Due to a recent promotion, along with staffing reductions, more was expected of me. My mornings started earlier, and my evenings ended later. I set up a permanent remote work station at home which only made the tether tighter. The line between business and personal blurred even more than usual, and it became difficult to determine where one ended and the other began. I was performing mental gymnastics at the time, trying to balance family, creating, and work, along with continuing my personal journey. I started not sleeping, or trying to exist on a few hours a night, which only made the situation worse. I have always been my own harshest critic, but in those days and hours, that voice shreked at me day and night. I was doing everything, but not doing anything well.
That was the third, and final, lesson of 2018, learning to be gentle with myself. Gentleness toward myself was a foreign concept to me. Most of my life had been spent in battle, locked in conflict with the critic in me. Sometimes I would win a skirmish or two, but more often than not, the critic prevailed. The work of gentleness started by taking that critic in my arms, and loving her. Acknowledging that all those previous versions of myself brought me to where I am now, that they did what they had to do to survive, and that was ok. I didn’t need to be perfect, in whatever way society, or my family, or my narratives were telling me was perfect. I just needed to be me, right where I was, with the emotions that were manifesting, and all the messiness of my humanity spilling out. It was ok for others to see me like this, I didn’t need to hide anymore.

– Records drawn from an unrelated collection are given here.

PR #54, opened 2022-04-05
Draft: Test to only count failure if the ScopeSIM branch is the same.

hugobuddel:
DO NOT MERGE AS-IS

The goal of this PR is that, if you have a feature branch that you want to merge into dev_master, that then you want your tests to run against ScopeSIM dev_master. Those tests should all pass. However, it is very useful to know whether your tests would also pass against ScopeSIM master, but you don't want that to cause the CI to fail; you just want to know whether your new code works against the ScopeSIM master branch.

This MR ensures that you only get failing red checks when the test fails against the same branch of ScopeSIM. It will also run the tests against the ScopeSIM master branch, but those will always succeed when ran in a PR. However, when you run the CI outside of a PR, then all tests can become red.

What this does, is that if there is a bug, then
- The bug is ignored if we are testing IRDB dev_master against ScopeSIM master (or vice-versa) in a PR: the 3 greens in https://github.com/AstarVienna/irdb/runs/5840214584?check_suite_focus=true
- The bug in NOT ignored if we are testing against the same branch in both repositories, e.g. dev_master: the 3 reds in https://github.com/AstarVienna/irdb/runs/5840214584?check_suite_focus=true
- The CI is triggered outside a PR, e.g. manually, because that is an indication that you are interested in all problems: the 6 reds in https://github.com/AstarVienna/irdb/actions/runs/2098478168

NOTE: For ease of testing, this PR only runs pytest on one test

### DIFF
--- a/.github/workflows/tests.yml
+++ b/.github/workflows/tests.yml
@@ -43,11 +43,11 @@ jobs:
             echo "Target IRDB branch: ${GITHUB_BASE_REF}"
             echo "This IRDB branch:   ${GITHUB_REF_NAME}"
             echo "ScopeSIM branch:    ${{ matrix.scopesim-branch }}"
-            this_branch_is_scopesim_branch=$(expr "${GITHUB_REF_NAME}O" == "${{ matrix.scopesim-branch }}O" )
+            this_branch_is_scopesim_branch=$(expr "${GITHUB_REF_NAME}O" == "${{ matrix.scopesim-branch }}O" || true )
             echo "this_branch_is_scopesim_branch: ${this_branch_is_scopesim_branch}"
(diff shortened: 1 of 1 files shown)


hugobuddel:
@astronomyk can you NOT MERGE THIS, but see whether this makes sense at all? In particular

- Do you (think you) understand what I'm trying to achieve?
- Do you agree with that goal?
- Do you understand how the code works?

The code has become much more complicated than expected, so I think it would be good to explore other options to achieve this.

hugobuddel:
I'm closing this, because it is way to complicated. New plan:

- For PR's, run PR's that merge into dev_master (almost all of them) against ScopeSIM dev_master, run PR's that merge into master (normally only when merging dev_master into master) against master
- For manual test runs, run against both master and dev_master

Now that I wasn’t busy expending all my energy hiding or creating a socially acceptable persona, I could actually focus on others. I stared to become curious about the people around me, and from that curiousity, conversations occured. I cried with my employees, I laughed with strangers, I opened myself up to other viewpoints and experiences, and I allowed others to know me. I learned to be gentle with the people around me, to see them as fellow travellers on this amazing journey, with the same hopes, fears, and internal critics. Gentleness also brought compassion, and a softness to my interactions with myself and others that’s difficult to describe. My critic still tries to run amok at times, I doubt that will ever change, but now I have a choice in how I react to her.
It seems simple now, writing out my reflections and condensing them into a nice list, but this year has been anything but simple. The work that I began continues, and if I am really lucky, it won’t ever end. There were so many other moments that occured during this time; some great and some not so great. I tried to be present and gentle for all of them, and to let go when I needed to. That’s what I’m taking into 2019 with me.
I’ve been asked about my resolutions for 2019. I would say that the lessons I learned in 2018, are the resolutions I’m bringing into 2019. To be present, to let go, and to be gentle with both myself and others. Everything else will fall where it may, and the adventure will be using my new tools to navigate through it. I’m looking forward to seeing where that will take me.